The Oi-1 event lasted for hundreds of thousands of years but, on a geological scale, the world rapidly reverted to more typical conditions afterwards. Then, around 28 million years ago, a second, and perhaps even larger, glaciation event hit. Known, appropriately enough, as the Oi-2 glaciation, this may have seen sea levels fall by about 75 metres (250 feet) and lasted for half a million years. Little is known about what may have caused this, but it's significant enough to be considered as the boundary between the "Early" and "Late" stages of the Oligocene, known more formally as the Rupellian and Chattian.

Finally, starting around 25 million years ago, the end of the Oligocene is marked by an apparent warming event, with temperatures rising above what they are today. The evidence for this is more mixed than that for the two glaciations, perhaps because it wasn't truly worldwide and Antarctica, in particular, seems to have remained frozen. But it does seem to have been noticeable in the north, and may be linked to the establishment of the first monsoons over the Indian Ocean.

The word "Oligocene" means "few recent" and while it originally referred to fossil seashells, it seems equally appropriate for mammals, among other life forms. Many of the mammal species living at the time were holdovers from even earlier times, members of groups that we would not recognise today, because they either died out during the Oligocene or early in the following, Miocene, epoch. Where animals belonging to modern families did exist, they were often early forms that were different from their descendants and were not yet numerous or particularly diverse.

When exactly a particular animal family came into existence can be a matter of definition, of the dividing line between what we'd recognise and something that's not yet quite the same thing. There's also the issue of the completeness of the fossil record, especially this far back, where we may not have found some of the earliest examples yet. But, allowing for those caveats, we can say that the Oligocene was the time of the first cats, deer, pigs, gophers, and kangaroos, and the first members of the modern families of monkeys and toothed whales. The cooling climate saw an expansion of temperate forests in places that had previously been subtropical and promoted the rise of grasses, although the latter didn't really form open steppe lands and prairie until the following epoch. 

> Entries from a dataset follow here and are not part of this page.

PR #234, opened 2023-04-06
Improve the error message about missing WithConfig[T] embedding

nipun-sehrawat:
While we suggest the user to embed an appropriate `WithConfig[T]`, it's easy for users to make that change and retry building their app immediately.

However, without running `weaver generate` again, they'll see the same error message again, which is likely to confuse them.  Hence, this CL improves the error message to also remind the users to run `weaver generate` again after making appropriate changes to their component.


mwhittaker (approved):
Awesome! I think these small quality of life things go a long way.

PR #235, opened 2023-04-07
Added example wrap application, which wraps text.

mwhittaker:
@rgrandl and I have been planning a Service Weaver demo. We wanted to show an app that was simple but interesting. Also, if we could host the app on GKE and let people play with it, that would be a plus. We settled on a text wrapping application with a web frontend.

The isolation of the continents meant that there was relatively little mixing of biota during the Oligocene but that isn't to say that there wasn't any, with one particularly significant event occurring right at the beginning. The official demarcation of the start of the Oligocene depends on a change in fossil plankton and slightly precedes the arguably more significant Oi-1 glaciation. However, and probably not by coincidence, this earliest part of the Oligocene is also marked by a truly dramatic event affecting the world's wildlife.

This was the Grande Coupure, first identified, as its name might suggest, in Europe. Next time, I will kick off my detailed examination of the mammals of the Oligocene world by looking at that event and what it meant for the continent...

[Painting by Roger Witter, in the public domain.]


  1. Before grasslands, what sort of vegetation did you get in places too dry for forests?

    1. My understanding is that a large part of the issue is that there weren't many areas that dry during the Oligocene and that woodlands predominated in most places. It's not that grass didn't exist (there are grass seeds in some of the latest examples of fossilised dinosaur dung) just that grasslands as such were not yet widespread. Still, grass may not yet have fully adapted to drier environments itself, since it probably first evolved near rivers, so places that were dry, like the Tibetan Plateau, may just have been rather barren. But I confess to this being a little outside my expertise!